Here are some mums that came with the house, but were so covered up by the holly bush, the juniper, weeds, and the ground cover plant to the right (phlox, I think) that it only put up a few feeble leaves. Now it looks like it's going to bloom!

I can't not plant things in the ground. This is probably as much a part of my religion as prayer or belief in the Theoi. I find that when I spend time outside in the sun watching, listening, and working in nature that my stress levels go so far down as to approach nil. It's this that led me both to a career in Biology and to Paganism. I'm happiest in the garden or running around in the woods or chasing butterflies on the side of a mountain.

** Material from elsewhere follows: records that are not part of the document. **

PR #1303, opened 2022-04-15
Introduce var to change how xor filter update txn fees are calculated

macpie:


src/transactions/v1/blockchain_txn_routing_v1.erl
```diff
@@ -168,8 +168,50 @@ calculate_fee(Txn, Chain) ->
...
+                    %% Find out current size at index, get new size, calculate diff
+                    OUI = Txn0#blockchain_txn_routing_v1_pb.oui,
+                    OldFilter = 
+                        case blockchain_ledger_v1:find_routing(OUI, Ledger) of
+                            {ok, Routing} ->
+                                Filters = blockchain_ledger_routing_v1:filters(Routing),
+                                %% We do +1 here because Index is "0 indexed"
+                                %% and lists:nth/2 does not support 0
+                                lists:nth(Index+1, Filters);
+                            _Error ->
```
vihu, line 195: nit: Any use in handling `{error, not_found}` separately? Also, worth logging error here (not sure how noisy it would get though)

vihu (commented):
lgtm, one question is all

src/transactions/v1/blockchain_txn_routing_v1.erl
```diff
@@ -168,8 +168,50 @@ calculate_fee(Txn, Chain) ->
...
+                        end,
+                    SizeDiff = erlang:byte_size(OldFilter) - erlang:byte_size(Filter),
+                    %% If diff < 0, meaning that old filter is bigger than new one we set new filter to be empty
+                    %% If diff > 0, we calculate fees based on a random binary of same size
+                    case SizeDiff < 0 of
+                        true ->
+                            Txn2 = Txn1#blockchain_txn_routing_v1_pb{update= {update_xor, Index, <<>>}},
+                            ?calculate_fee(Txn2, Ledger, DCPayloadSize, TxnFeeMultiplier);
+                        false ->
+                            Txn2 = Txn1#blockchain_txn_routing_v1_pb{update= {update_xor, Index, crypto:strong_rand_bytes(SizeDiff)}},
```
evanmcc, line 206: do we need to use entropy here (calls a nif, takes a lock, uses up system entropy)? can we not just make a 0 binary of the appropriate size, like `<<0:SizeDiff/bytes>>` or something?

evanmcc: probably needs to be spelled `<<0:(8*SizeDiff)>>` actually

src/transactions/v1/blockchain_txn_routing_v1.erl
macpie: Error log could be ok here I think

src/transactions/v1/blockchain_txn_routing_v1.erl
macpie: Yes, you are right, just got the habit of using `crypto:strong_rand_bytes/1`, will fix.

include/blockchain_vars.hrl
```diff
@@ -392,6 +392,9 @@
 %%  - 1 :: accept first dispute, drop all DC from opener, no rewards
 -define(sc_dispute_strategy_version, sc_dispute_strategy_version).
 
+%% Txn Routing Xor Filter Fee calculation var HIP-XXX
```
andymck, line 395: nit: add permitted values here ie "not set or 1"

andymck (approved):
lgtm

src/transactions/v1/blockchain_txn_routing_v1.erl
```diff
@@ -168,8 +168,51 @@ calculate_fee(Txn, Chain) ->
...
+                                %% and lists:nth/2 does not support 0
+                                lists:nth(Index+1, Filters);
+                            _Error ->
+                                lager:error("we failed to get routing info for OUI=~p : ~p", [OUI, _Error]),
+                                <<>>
+                        end,
+                    SizeDiff = erlang:byte_size(OldFilter) - erlang:byte_size(Filter),
+                    %% If diff < 0, meaning that old filter is bigger than new one we set new filter to be empty
+                    %% If diff > 0, we calculate fees based on a random binary of same size
+                    case SizeDiff < 0 of
```
anthonyra, line 202: What should happen if the SizeDiff is equal to 0? I'd assume the same if < 0?

Vagabond: Yeah, this might be better as =< 0

macpie: Good catch fixing

src/transactions/v1/blockchain_txn_routing_v1.erl
```diff
@@ -584,4 +632,68 @@ to_json_test() ->
...
+
+            %% Testing with smaller xor
+            ?assertEqual(108, calculate_fee(Txn1, ledger, 1, 1, true)),
+
+            Xor2 = crypto:strong_rand_bytes(102),
+            Txn2 = blockchain_txn_routing_v1:update_xor(OUI, Owner, Index, Xor2, Nonce),
+
+            %% Testing with small update to show price diff with previous version
+            %% 112 compare to > 300
+            ?assertEqual(112, calculate_fee(Txn2, ledger, 1, 1, true)),
```
vihu, line 691:
```suggestion
            ?assertEqual(112, calculate_fee(Txn2, ledger, 1, 1, true)),
            
            Xor3 = crypto:strong_rand_bytes(102),
            Txn3 = blockchain_txn_routing_v1:update_xor(OUI, Owner, Index, Xor3, Nonce),

            %% Xor3 is same size as Xor2, no change in fee.
            ?assertEqual(112, calculate_fee(Txn3, ledger, 1, 1, true)),
```

vihu (approved):

evanmcc (approved):

PR #1308, opened 2022-04-18
Don't use context in a block absorb hook

Vagabond:


vihu (approved):

jeffgrunewald (approved):

andymck (approved):
Tested on testval1 which was halted on block 3544 due to hitting the "Not implemented: Not supported operation in read only mode." error

With this change in place the node is catching up, so lgtm

PR #47, opened 2018-01-11
Some modifications in instanceStructure() function

SaTahernejad:
When user does not set the parameters of no-good cut (not the generalized one) and the type 1 of ICs, MibS turns them off.

### DIFF
--- a/src/MibSModel.cpp
+++ b/src/MibSModel.cpp
@@ -3172,7 +3172,8 @@ MibSModel::instanceStructure(const CoinPackedMatrix *newMatrix, const double* ro
 	std::cout << "Matrix G2 is positive." << std::endl;
     }
 
-    int paramValue(0), cutType(0);
+    int paramValue(0);
+    MibSIntersectionCutType cutType(MibSIntersectionCutTypeNotSet);
     //bool isHypercubeOn(false);
 
     bool turnOffOtherCuts(MibSPar_->entry(MibSParams::turnOffOtherCuts));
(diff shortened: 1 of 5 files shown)


src/MibSModel.cpp
```diff
@@ -3225,25 +3226,26 @@ MibSModel::instanceStructure(const CoinPackedMatrix *newMatrix, const double* ro
...
     //Param: "MibS_useInterSectionCut" (Type1)
-    if((turnOffOtherCuts == true) &&
-       (MibSPar_->entry(MibSParams::useIntersectionCut) == PARAM_NOTSET)){
-	MibSPar()->setEntry(MibSParams::useIntersectionCut, PARAM_OFF);
-    }
-    
     paramValue = MibSPar_->entry(MibSParams::useIntersectionCut);
+    cutType =  MibSPar_->entry(MibSParams::intersectionCutType);
+
+    if((paramValue == PARAM_ON) && (cutType == 1)){
```
tkralphs: It's good practice to use an `enum` rather than magic number here. We should have an `enum` of all `cutTypes`.

src/MibSModel.cpp
```diff
@@ -3225,25 +3226,26 @@ MibSModel::instanceStructure(const CoinPackedMatrix *newMatrix, const double* ro
...
+	if((isPureInteger_ == false) || (isLowerCoeffInt_ == false)){
+	    std::cout << "The intersection cut 1 does not work for this problem.  Automatically disabling this cut."
```
tkralphs: "is not valid" might be better than "does not work."

src/MibSModel.cpp
SaTahernejad: You are right. I take care of it.

src/MibSModel.cpp
SaTahernejad: I will change it.

src/MibSModel.cpp
SaTahernejad: Type 2 is the hypercube IC. Do you have any suggestions for the name of type 1? I am also thinking about it.

tkralphs: How about just `IntersectionCut` and `HypercubeIntersectionCut` or `IC` and `HypercubeIC`

tkralphs: Did you make this change yet? I guess not. I'd like to merge the PR and make a release.

SaTahernejad: In addition to IC and hypercubeIC, I had implemented two modifications of hypercube IC, but the result showed that hypercube IC is better than them. Hence, we have 4 type of IC in MibS, I will name them : IC, hypercubeIC, tenderIC and hybridIC. I will send the pull request in a few minutes.

PR #61, opened 2018-12-14
Showing help after typing mibs

SaTahernejad:


SaTahernejad:
It seems that MIBS_VERSION and MIBS_GIT_VERSION are not defined. I am not sure that how I can get them.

My dear Hellenic friend, Sean, discusses the intersection between Hellenic Polytheism and both the natural cycles of his Floridian climate and the festivals of the Great American Polis on his blog. And he's got the right idea, if you ask me. Imposing an Athenian festival schedule on a Tennessean climate is artificial and doesn't work. The gods are a part of nature and in order to really get the full experience of them, it's important to understand what's going on outside your window.